どこにあるか、どんな背景の廃線か、その時はまったくわからなかったけれど、間違いなく私の好きな廃線に違いない、そんな直感があった。
静岡県の大井川に沿うように走る大井川鐡道。現在の終点は井川(いかわ)駅だが、以前はその先に堂平(どうだいら)駅があった。もともとは大井川上流部にダムを建設するための貨物駅だったが、1971年(昭和46年)に旅客列車の運行を終了している。
その後40年以上の時を経た2013年(平成25年)、井川ー堂平間の線路跡地を利用した井川湖畔沿いの遊歩道が作られた。「廃線小路」と別名を持つこの遊歩道は、当時の線路がそのまま残されており、線路の上を歩く「廃線ウォーク」ができる貴重な場所なのである。
はじめての大井川鐡道
大井川鐡道の始発駅、金谷(かなや)駅から千頭(せんず)駅までの39.5kmが開通したのが1931年(昭和6年)のこと。これが現在の大井川鐡道本線である。

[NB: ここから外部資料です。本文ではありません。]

PR #175, opened 2016-01-13
Cleanup and unify ArgReader and ArgWriter interfaces

jcorbin:
- use ArgReader instead of io.ReadCloser
- define both in the arguments.go file

r @prashantv

### DIFF
--- a/arguments.go
+++ b/arguments.go
@@ -31,6 +31,16 @@ import (
 // OutboundCallResponse and an InboundCall
 type ArgReader io.ReadCloser
 
+// ArgWriter is the interface for the arg2 and arg3 streams on an OutboundCall
+// and an InboundCallResponse
+type ArgWriter interface {
+	io.WriteCloser
+
+	// Flush flushes the currently written bytes without waiting for the frame
+	// to be filled.
+	Flush() error
+}
+
 // ArgReadHelper providers a simpler interface to reading arguments.
 type ArgReadHelper struct {
 	reader ArgReader
--- a/arguments.go
+++ b/arguments.go
@@ -27,15 +27,19 @@ import (
 	"io/ioutil"
 )
 
+// ArgReader is the interface for the arg2 and arg3 streams on an
+// OutboundCallResponse and an InboundCall
+type ArgReader io.ReadCloser
+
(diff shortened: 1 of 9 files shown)


jcorbin:
Towards #173

arguments.go
```diff
@@ -27,15 +27,27 @@ import (
 	"io/ioutil"
 )
 
+type ArgReader interface {
```
prashantv: Can you add comments to the exported interfaces here and below. (`go vet` / `golint` should complain about this too, suggest setting those up to run on save)

prashantv:
cc @akshayjshah 

Can you also update the changelog,
https://github.com/uber/tchannel-go/blob/master/CHANGELOG.md

jcorbin:
Added comments

arguments.go
```diff
@@ -27,15 +27,31 @@ import (
...
+
+// ArgWriter is the interface for the arg2 and arg3 streams on an OutboundCall
+// and an InboundCallResponse
+type ArgWriter interface {
+	io.WriteCloser
+
+	// Flush flushes the currently written bytes without waiting for the frame
+	// to be filled.
+	Flush() error
+}
```
akshayjshah: :+1: for keeping these in the same place.

arguments.go
```diff
@@ -27,15 +27,31 @@ import (
 	"io/ioutil"
 )
 
+// ArgReader is the interface for the arg2 and arg3 streams on an
+// OutboundCallResponse and an InboundCall
+type ArgReader interface {
+	io.ReadCloser
+}
```
akshayjshah: Optionally terser as:

```
type ArgReader io.ReadCloser
```

If you're planning to add methods to this interface in a follow-up PR, though, definitely makes sense to keep it as-is.

akshayjshah:
lgtm

arguments.go
prashantv: +1, we have no plans right now to add more methods, so this seems like a good idea.

prashantv:
lgtm

jcorbin:
Simplified the `ArgReader` type

PR #420, opened 2016-06-22
relay: Precalculate frame properties before writing to sendCh

prashantv:
Previously, we wrote a frame to sendCh, then checked properties on the
frame. After writing to sendCh, the receiver may write out the frame and
release the frame back to the pool, before we've had a chance to run.

This meant we could be deleting the wrong relay item (or not deleting
anything), which manifested itself as a timeout error frame being sent
after a call response frame.


akshayjshah:
:+1: not controversial.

その後、中部電力が井川ダムや畑薙ダムなどの建設のために敷設した専用鉄道を引き継ぎ、1959年(昭和34年)8月に千頭駅から井川駅までの25.5kmが、大井川鐡道井川線となった。
本線と井川線の直通運転はなく、井川線に乗車するには千頭で乗り換えねばならない。(理由についてはまた別記事で)
日程にもよるが、千頭から井川までいける下り列車は、4本しかない。千頭発井川行きの最終は13時35分なので、列車のみで移動する場合は事前の行動計画をしっかり立てておくほうがよいと思う。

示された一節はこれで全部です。